A massive moment for Noon was launching this newsletter on Substack – my interview with Sheryl Sandberg for The Queenager was one of the platform’s top 10 best read articles of 2022, and we are officially a Substack Bestseller. I’m also delighted to announce that I have just been commissioned to write a Queenager book, provisionally titled So Much More to Come for a major global publisher. It will come out next year. I am so delighted about that because it will give us a global stage for the Queenager conversation; we know it resonates because many of you are already subscribing from overseas – and a third of the traffic to the website is coming from outside the UK.

So as we celebrate International Women’s Day and our second birthday, I feel proud to have made a small contribution to the ongoing struggle for equality and equity. I often feel like this conversation around older women – how we value ourselves, how we still HAVE value and purpose even though the culture fetishises fanciability and fecundity in women above all else – is the last bastion of feminism. There is intersectionality in all of this – it is way harder to be a woman of colour, or disabled, or from a poor background. But this business of gendered ageism – where ageism meets sexism – affects ALL women, and it is so ingrained in all cultures that we don’t really even see it.
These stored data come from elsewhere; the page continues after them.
Issue #5081, opened 2016-12-19
futures in Chapel


mppf:
This issue is for tracking the feature request for 'futures' in Chapel.

Some work towards adding futures was completed around 2013. See slides summarizing that work here:

http://chapel.cray.com/presentations/SC13/03-futures-imam.pdf

Here is an email thread about that work:

https://sourceforge.net/p/chapel/mailman/message/30815892/

Here is the branch containing that work:

http://svn.code.sf.net/p/chapel/code/branches/collaborations/futures

Here is a discussion on chapel-users about retiring 'single' and replacing it with 'future'.
https://sourceforge.net/p/chapel/mailman/chapel-users/thread/alpine.LNX.2.00.1309131418050.327%40bradc-lnx.us.cray.com/#msg31409942

Here are the tasks that were outlined to complete 'futures' support in the language:
 - [x] implement future as a library using sync variables
 - [x] add future types and implement begin expressions (ie compiler support for begin expressions)
 - [ ] add automatic coercions from future(T) to T. Compiler adds type inference support and generates calls to read. E.g. `const x = begin foo() + begin bar()`.
 - [ ] add some form of statement-block expressions. The goal here is to enable putting multiple statements inside of begin expressions.
 - [ ] compiler/runtime optimizations. Avoid task creation for short-lived computations.

bradcray:
Two quick notes that are quite likely mentioned in the threads Michael points to above, but which always stick in my mind on this topic:

* In the expression context, 'begin <expr-of-type-T>' should be inferred by the compiler to be of type 'future T'.  Michael's examples above imply this, but I wanted to make it concrete.

* I think there's a semantic/optimization question regarding the interpretation of:

      var x = begin foo() + begin bar() + begin baz();

  Naively, this seems to be saying "create three tasks to compute foo(), bar(), and baz() simultaneously and add their results when they're done."  But given current Chapel semantics (and/or implementation), it is probably more correct to think of it as:

      var t: future int = begin foo() + begin bar()
      var x = t + begin baz();

  which suggests that only two tasks would be running at a time, not three.  To get the original effect, you might need to write:

      var t = begin baz();
      var x = begin foo() + begin bar() + t;

  or maybe:

      var x = begin (begin foo() + begin bar()) + begin baz();

  ??  I think this is acceptable, just counterintuitive.  At the same time, I'm not crazy about going down the road of "Chapel doesn't guarantee the evaluation order of operators like +"...

mppf:
[...]

Issue #5096, opened 2016-12-21
Using classes without needing to delete


mppf:
It would be nice to be able to write Chapel programs that used clasess without ever needing to manually write `delete` statements.

The existing automatic memory management for arrays, domains, and distributions offers some evidence that this idea is possible for arbitrary user-defined classes.

For inspiration, look to C++ shared_ptr and unique_ptr and the Box type in Rust. We should expect that users will be able to get bare pointers out of these types. (Note it's important to be able to call methods or functions working with the bare pointer type somehow - possibly by explicitly getting the bare pointer - because otherwise one wouldn't be able to do much with the type managing the memory).

Initial Design direction:

 - equivalents to C++ shared_ptr and unique_ptr are implemented as records containing a field of class type that points to the managed memory.
 - these records will use existing (but not yet specified) language features of copy-initializer, assignment operator, record destructor to manage the memory
 - these records need to be able to *forward* method invocations to the class

Open Design Questions:

 - If class A inherits from class B, A is a subtype of B. Should e.g. RefCounted(A) be a subtype of RefCounted(B) ?
 - Should a variable of type RefCounted(A) be passable to a function expecting a bare A? (or, would the code making such a call need to use a method to get the bare pointer out of RefCounted(A) ?)
 - Should operators on A be available for RefCounted(A) ?
 - Should methods on A be available for RefCounted(A) ?
 - Should fields in A be available for RefCounted(A) ?

Language Strategy Questions:

 - What language features do we need to make this feature satisfying? The features might include:
    - user-defined coercions
    - direct support for method forwarding
    - `move` function in library akin to C++ std::move
    - more direct compiler support
    - ability to specify operators as methods

mppf:
PR #5058 implements compiler support for a delegation feature, but it doesn't enable the subtyping (should RefCounted(A) be a subtype of RefCounted(B) if A is a subtype of B).

mppf:
C++ accomplishes the forwarding with implicit conversions. Implicit conversions are by definition hidden and can be confusing. For example

```
proc test(a: ?t, b: t) {
  return a + b;
}

var a:uint(8)  = 1;
var b:uint(32) = 2;

var c = test(a,b);

writeln(c);
```

fails to compile, because generic instantiation assumes that no conversions can be applied - it instantiates for an exact type. (This example is inspired by the Stack Overflow question "C++ implicit type conversion with template").

[...]

PR #5135, opened 2017-01-10
Add Futures package module

nspark:
This PR adds a simple package module for creating and accessing futures. See also #5081 for future directions for futures. One big limitation of this module is that declaration and initialization of futures cannot currently be separated.

Poking @mppf @bradcray


nspark:
I decided to give this module an overhaul to address the declaration/initialization issue I raised above. The interface will also be a bit simpler, which I think is good. I'll push some commits in a day or so, so whoever is interested may want to hold off on reviewing the code I currently have out on this PR.

nspark:
I'm a lot happier with the latest set of changes. I think the Futures API is cleaner and more flexible now.

modules/packages/Futures.chpl
```diff
@@ -0,0 +1,240 @@
...
+  pragma "no doc"
+  pragma "auto copy fn"
+  proc chpl__autoCopy(x: Future) {
+    x.acquire();
+    return x;
+  }
+
+  pragma "no doc"
+  proc =(ref lhs: Future, rhs: Future) {
+  if lhs.classRef != nil then
```
mppf: The normal pattern for reference counting is to acquire first and then release, because the lhs and rhs could point to the same thing.
Also I'm not sure you've actually run this method - you'd have to write something like
```
   var future : Future( int );
   future = async(lambda() { return 2; });
```
but then you'd run into the possibility of changing a future while you are waiting for it (possibly leading to deadlock).
IIRC, the Rice group thought that you shouldn't be able to assign futures. I believe you could just declare proc = and make it call compilerError("future assignment not supported") and that's probably better for now anyway.

Note that
```
   var future = async(lambda() { return 2; });
```
does not call `proc =` - it calls chpl__initCopy instead (which we're working on exposing as a `proc init(copyFrom)` initializer.

modules/packages/Futures.chpl
```diff
@@ -0,0 +1,240 @@
...
+
+ */
+
+module Futures {
+
+  use Reflection;
+  use RefCount;
+
+  pragma "no doc"
+  class FutureClass: RefCountBase {
```
mppf: Can you explain why a Future is reference-counted? I suspect there's some simple example you'd like to work but I havn't come up with it myself.

modules/packages/RefCount.chpl
```diff
@@ -0,0 +1,40 @@
...
+
+  pragma "no doc"
+  class RefCountBase {
+    var refcnt: atomic int;
+
+    proc incRefCount() {
+      refcnt.add(1);
+    }
+
+    proc decRefCount() {
```
mppf: Need some comments in this module, at least on `decRefCount`. You have to say it returns 1 if the value has no more references - i.e. that decRefCount returns the count before the decrement operation.

mppf: Also, I'd probably name this class "IntrusiveRefCount" or something like that.

mppf:
This looks pretty good to me. Besides what I've already commented on, I wanted to point out that you can create a record or a class with a 'proc this' and use it instead of a lambda. That might be important if a user of Futures.chpl runs into any of the open problems with lambdas today.

modules/packages/Futures.chpl
nspark: > The normal pattern for reference counting...

Good point about the release-acquire order here. (If it's a bug here, which I agree it is, then it's also a bug in the ZeroMQ module.)

> ...you'd have to write something like...

I have intentionally written tests like that. I think of the declaration-without-initialization pattern as something like an "incomplete future" (I need a better term here). In your example, calling `future.get()` (before the `async()` call) would block forever.

I can add some runtime logic that notes whether a future is incomplete the sense here and calls `halt()` if `get()` is called on an incomplete future. (I'd update this to use Chapel's future error throwing/handling when that's available.) I think the C++ analog to "incomplete future" as I'm using it here is whether the future refers to any shared state, which can be checked via [`std::future::valid()`](http://en.cppreference.com/w/cpp/thread/future/valid).

> IIRC, the Rice group thought that you shouldn't be able to assign futures. [...]

One thing 2f1b857 (vs 1fa8ffe) was meant to change is to explicitly allow assignment of futures, particularly for the declaration-without-initialization pattern. Otherwise, one cannot create an array of (incomplete) futures and create acyclic dependencies (e.g., for a 2D wavefront propagation). If I add runtime checks for `get()` on a incomplete futures, I could add similar logic for assignment. I think this also relates to whether the future is a record-wrapped, reference-counted class or just a plain record.

modules/packages/Futures.chpl
nspark: I thought of this Chapel `Future` object as something closer to C++'s `std::shared_future` than `std::future`. I'm not crazy about the read-once behavior of `std::future`, even when the future is not shared between threads. In particular, I thought it seemed most intuitive for the future's state to be sharable between tasks and be readable for the lifetime of those references. Maybe that's overkill.

modules/packages/Futures.chpl
mppf: Yes, but isn't it the case that if you can do things like make the array of futures and fill it in later, you could make a *cyclic* dependency among the futures?

Either way I think it'd be sufficient for progress (ie merging this PR) to make assigning a future an error for now. But the code you had here also didn't actually move any fields from rhs to lhs...

modules/packages/RefCount.chpl
nspark: Is "IntrusiveRefCount" named as such to contrast with something more automatic, as in #5096?

nspark:
I think the `proc this()` suggestion would be a good example and is something I can add (along with a declaration-without-initialization example) as both a test and documentation.

modules/packages/Futures.chpl
mppf: I'm not really familiar with C++'s shared_future and future. Do you think we'd want to have both of these eventually? Certainly if `std::future` doesn't need to do reference counting it could be more performant... If that's the case, maybe we should name the class accordingly?

modules/packages/Futures.chpl
mppf: I take that last part back... I see now that lhs.acquire(value) assigns the field.  Perhaps that is sufficient to guarantee no deadlock cycles, but I'd be interested to know if you think that's the case. Something like a deadlock like this (where it probably has syntax errors):
```
a: future;
b: future;
a = async( lamda() { b.get(); } );
b = async( lambda() { a.get(); } );
```

Is it the case that such examples don't deadlock because the *class instance* itself is immutable, and we're just changing what class instance a or b point to?

nspark: I don't think you could create a cyclic dependence, although I need to prove it. I think that you just lose the "handle" to the shared state of the original future, but that its lifetime persists until it is consumed by a dependent future.

What I'm trying to solve by allowing assignment is to support programmatic construction of a dependence pattern, unlike [this Rice example](http://svn.code.sf.net/p/chapel/code/branches/collaborations/futures/test/futures/futures_diamond_dependency.chpl) where `f1` ... `f4` are all explicitly named.

nspark: > Is it the case that such examples don't deadlock because the _class instance_ itself is immutable, and we're just changing what class instance a or b point to?

I think so; that was my rationale.

mppf: Works for me, thanks for talking me through it.

modules/packages/Futures.chpl
nspark: I think Chapel has a much higher likelihood for code to be implicitly parallel than does C++. Assuming that, I think shared-by-default is helpful and more intuitive to users. If the future isn't shared between tasks, I wouldn't expect reference counting to incur too much overhead, since I doubt users would create many handles to the same future.

modules/packages/RefCount.chpl
mppf: Yes. I think RefCountBase is a reasonable name for your new class but I might rather not name the module RefCount. I'm expecting to name the record-wrapper adding general reference counting RefCounted or Shared and havn't decided on a module name yet, but I currently named it ReferenceCounting...

mppf:
@nspark - as far as I know, we're waiting for you to put the finishing touches on this PR. Once you do that, I plan to run testing & merge if it is clean.

nspark:
@mppf I think this PR is ready for testing now.

mppf:
Passed full local testing.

But as we have seen in our Queenager lifetimes in the conversations around race and sexuality, it is possible to change the stories we tell and the culture. The kind of comments that were made at my school in the 80s around homosexuality are now anathema, ditto much of what was said then about race. In the same way, we can change the script around ageing and around how we value women. By subscribing and reading this newsletter you are all a part of that. I am trying to extend the runway for all women by saying loud and proud that women don’t have sell by dates. Why should men be seen to age like fine wine, improving with age, while women are seen as peaches, one wrinkle and we’re done? That needs to to into the great dustbin of history.

The truth is that now more than ever Queenagers come into our prime in midlife. We are not done, we are not over, we refuse to be invisible. We matter and we have a voice. We have come so far already in the last two years – I feel really optimistic!

So thanks for supporting our work at Noon and for being a Queenager!